Task statement: Check every line of the material below for "issues". Give the number of lines that have it, and only that.

Given data:
%%
PR #858, opened 2022-02-04
Check cache validity before launching browser tab

dontcallmedom:
saves memory and time

### DIFF
--- a/src/lib/util.js
+++ b/src/lib/util.js
@@ -21,6 +21,8 @@ const reffyModules = require('../browserlib/reffy.json');
  */
 const maxPathDepth = 20;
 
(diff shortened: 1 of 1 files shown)


dontcallmedom:
This builds on #856 but brings another optimization: this time the primary fetch gets executed before any browser tab is opened and outside the browser networking stack; this reduces the memory consumption and the time needed (this goes down to 55s when no change have to be parsed).

I'm making this a separate PR so as to not block the already long #856, and because I suspect the request headers might need to be improved (at the very with support for `Accept-Encoding`) -  it may be even preferable to use the exact request headers from Puppeteer somehow.

tidoust (approved):

PR #869, opened 2022-02-08
Switch from browser-specs to web-specs

tidoust:
The `web-specs` package contains non browser specs on top of the specs that target browsers in the `browser-specs` package.

Whether a spec targets browsers or not will appear in the crawl results under the `categories` property.

Follows from https://github.com/w3c/browser-specs/issues/436 and https://github.com/w3c/browser-specs/pull/496

### DIFF
--- a/package-lock.json
+++ b/package-lock.json
@@ -1,20 +1,20 @@
 {
   "name": "reffy",
-  "version": "6.2.2",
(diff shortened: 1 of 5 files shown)


dontcallmedom (approved):

dontcallmedom:
Tests need an update

PR #890, opened 2022-02-23
Add support for permission dfn-type

dontcallmedom:
As discussed in https://lists.w3.org/Archives/Public/spec-prod/2022JanMar/0008.html

### DIFF
--- a/src/browserlib/extract-dfns.mjs
+++ b/src/browserlib/extract-dfns.mjs
@@ -34,7 +34,7 @@ function normalize(str) {
 }
 
 // Valid types defined in https://tabatkins.github.io/bikeshed/#dfn-types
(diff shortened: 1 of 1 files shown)


src/browserlib/extract-dfns.mjs
```diff
@@ -68,6 +68,7 @@ function hasValidType(el) {
     'setlike',
     'extended-attribute',
     'event',
+    'permission',
```
tidoust, line 71: Could you also update the comment on line 37 to add "permission" to the list of types not yet defined in Bikeshed's doc?

dontcallmedom: done in 7889fb8

tidoust (approved):

PR #892, opened 2022-02-25
Do not produce CSS/IDL extracts for fork specs

tidoust:
This update makes it possible to integrate "fork" specs in `web-specs` (see https://github.com/w3c/browser-specs/pull/528). Reffy will not produce CSS/IDL extracts for these specs for the time being to avoid running into thorny duplicate issues, see comment in https://github.com/w3c/browser-specs/issues/511#issuecomment-1050958822

### DIFF
--- a/src/lib/specs-crawler.js
+++ b/src/lib/specs-crawler.js
@@ -447,11 +447,20 @@ async function adjustExtractsPerSeries(data, property, settings) {
 
     data.forEach(spec => {
         if (fullLevels.includes(spec)) {
-            // Full level, rename the extract after the series' shortname
-            const pathname = path.resolve(settings.output, spec[property]);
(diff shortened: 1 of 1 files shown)


dontcallmedom (commented):
code LGTM, but an alternative would be to still collect the fragments, but mark them as to be ignored one way or another for downstream processors?

tidoust:
I don't disagree. That's meant as a short term measure as I don't have the bandwidth right now to do something smarter. In Reffy, collecting the fragments means also updating the `idlnames` logic to ignore them. In webref, that means understanding what to do during curation and what to release in `@webref/idl`.

dontcallmedom:
I'll go with this as it has the merit to exist, and to open the way to merge https://github.com/w3c/browser-specs/pull/528; we can revisit iteratively.

PR #970, opened 2022-06-17
Fix to event extraction

dontcallmedom:
bugs identified when compiling the list of gaps in https://github.com/w3c/webref/issues/630#issuecomment-1159028458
%%
Exercise answer: 3